119 L02 : Borel Sets – Bayesian Statistics

Last lesson we talked about measurable sets.

This lesson we will talk about constructing a \sigma-field of sets, called the Borel \sigma-field, and then we will talk about how to construct a measure on it, called the Lebesgue measure.

119.1 Lesson 2: Borel Sets

Video 119.1: Lesson 2: \sigma-Fields generated from a subset of \Omega

This video, “Measure Theoretic Probability, Lesson 2,” focuses on \sigma-fields and introduces the concept of Borel sets.

The presenter begins by reviewing the definition of a sigma field as a collection of sets that must contain the full set \Omega, be closed under complements, and be closed under countable unions.

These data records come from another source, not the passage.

PR #1031, opened 2025-02-15
Improve trace feature in VCL GUI and implement it in Qt GUI

cjee21:
- Windows GUI: Improve trace feature
  - Enable switching back to 'Trace level - 0' after enabling higher levels without restarting MediaInfo.
  - Use newer 'Trace_Level' instead of 'Details'.
  - Rename 'Details' to 'Trace level'.
- Qt GUI: Add trace feature
  - Implement trace feature.
  - Only toggle between level 0 and 1.
  - Screenshot:
    Screenshot 2025-02-15 165905

### DIFF
--- a/Source/GUI/Qt/mainwindow.cpp
+++ b/Source/GUI/Qt/mainwindow.cpp
@@ -1231,6 +1231,12 @@ void MainWindow::on_actionFull_Parse_toggled(bool checked)
     refreshDisplay();
 }
 
+void MainWindow::on_actionTrace_toggled(bool checked)
+{
+    C->MI->Option_Static(__T("Trace_Level"), checked?__T("1"):__T("0"));
+    ui->menuView->actions().at(VIEW_TEXT)->trigger();
+}
+
 void MainWindow::on_actionClose_All_triggered()
 {
     C->Menu_File_Open_Files_Begin(true);
--- a/Source/GUI/Qt/mainwindow.h
+++ b/Source/GUI/Qt/mainwindow.h
@@ -88,6 +88,7 @@ private slots:
     void on_actionClose_All_triggered();
     void on_actionAdvanced_Mode_toggled(bool);
     void on_actionFull_Parse_toggled(bool);
+    void on_actionTrace_toggled(bool);
     void on_actionExport_triggered();
     void on_actionPreferences_triggered();
     void on_actionKnown_parameters_triggered();
--- a/Source/GUI/Qt/mainwindow.ui
+++ b/Source/GUI/Qt/mainwindow.ui
@@ -77,6 +77,7 @@
     <addaction name="actionAdapt_columns_to_content"/>
     <addaction name="actionAdvanced_Mode"/>
     <addaction name="actionFull_Parse"/>
+    <addaction name="actionTrace"/>
    </widget>
    <widget class="QMenu" name="menuFile">
     <property name="title">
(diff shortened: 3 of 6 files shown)


JeromeMartinez:
> I think the Qt version is good enough to replace the UWP and wxWidgets versions now 😉

It is nice to have many updates on the Qt version but moving from on toolkit to another is not something I want to do without knowing what I want at long term for not changing user habits too often.
On Linux: the Qt version seems a lot better now than the Wx version and Qt, including QtWebEngine, is well integrated in distros, it may worth it, but I am reluctant to force users to pull the big QtWebEngine module for a feature they don't use (not everyone needs the graphs), so I think I want to make QtWebEngine dependence optional (I may like also the same for graphviz) but not sure yet, I need to try few things for seeing what is doable there before making the Qt version the preferred choice.
On Windows: still not convinced to move away from VCL, on one hand I would love to leave the non open source VCL and related dev environment, on the other side not having integration of the web browser as VCL does (I don't get why [Qt says that that there is no web browser on Windows](https://doc.qt.io/qt-6/qtwebview-index.html) while Embarcadero does it) is a big pain (so many MB for just that... A workaround may be dynamic loading on a plugin containing not only graphviz but also QtWebEngine, but it doesn't resolve the handling of just a basic HTML view, or did I miss something?), so if I move from UWP it would be for the "final" choice (VCL or Qt) and this choice is not yet made.
On macOS: for the free version I may prefer to switch from Wx to the native toolkit (we have it already...) having a kind of incentive for purchasing/donating, when I have time for doing implementation of some stuf + QA.

PS: whatever are the decisions, it is very appreciated to have the updates on the Qt version, it is a back up in case Embarcadero stops to accept us using their toolkit.

cjee21:
> A workaround may be dynamic loading on a plugin containing not only graphviz but also QtWebEngine, but it doesn't resolve the handling of just a basic HTML view, or did I miss something?

Without Qt WebEngine, the HTML view can be displayed but with no borders or proper layout.

Another way is to use Edge WebView2 in Qt. It is possible. I just tried some AI-generated code in an empty Qt project and unexpectedly, it worked right away!

Screenshot 2025-02-16 232907

cjee21:
> I may like also the same for graphviz

graphviz is optional as at now on Linux. It will only work if graphviz package from distro is installed by user else will get a message from MediaInfoLib about not installed.

JeromeMartinez:
> graphviz is optional as at now on Linux. It will only work if graphviz package from distro is installed by user else will get a message from MediaInfoLib about not installed.

great. In practice I didn't check that but I will double check before I switch.

> Another way is to use Edge WebView2 in Qt. It is possible. I just tried some AI-generated code in an empty Qt project and unexpectedly, it worked right away!

Well... Let's give it a try?
I am curious about the size of the resulting binaries compared to VCL (I still have concerns about the Qt version binary size :( )

cjee21:
> great. In practice I didn't check that but I will double check before I switch.

btw PR1029 is safe to merge. It only fixes path of finding graph template HTML. Does not affect compilation or running.

> Well... Let's give it a try? I am curious about the size of the resulting binaries compared to VCL (I still have concerns about the Qt version binary size :( )

I am using dynamic Qt libraries pre-built by Qt though since I did not build Qt. The size may be larger than static since all unused things are also included if in the same dll.

JeromeMartinez:
> I am using dynamic Qt libraries pre-built by Qt though since I did not build Qt. The size may be larger than static since all unused things are also included if in the same dll.

@g-maxime suffers but uses to manage Qt static builds on Windows when there is no QtWebEngine, we'll reuse this knowledge.

PR #1032, opened 2025-02-15
Qt GUI: Implement translations + monospaced font customization

cjee21:
Translations:
Screenshot 2025-02-16 141005
| English | French |
| - | - |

She then introduces the idea of a \sigma-field generated by a collection of sets \mathcal{A}, defining it as the smallest \sigma-field that contains all the sets in that collection.

Key points covered include:

Intersection of Sigma Fields The video proves that the intersection of two sigma fields is also a sigma field. This property is crucial for understanding the formal definition of a generated sigma field.
Containment of Generated Sigma Fields: It’s demonstrated that if a collection of sets ‘a’ is contained within another collection ‘b’, then the sigma field generated by ‘a’ is contained within the sigma field generated by ‘b’.
Examples of Generated Sigma Fields: The video provides trivial examples of sigma fields generated by a single set or by an already existing sigma field.
Borel Sigma Field and Borel Sets: The most important example introduced is the Borel sigma field, generated by all open intervals on the real line. The video then shows how other types of intervals (half-open, closed, and singleton sets) can be constructed within the Borel sets , and that the Borel sets can be generated by other starting collections of intervals.
The video concludes by emphasizing the importance of Borel sets in real analysis and measure theoretic probability, hinting that the next video will define the concept of a measure.

119.1.1 Recap!

We begin with a bit of a recap of the last lesson.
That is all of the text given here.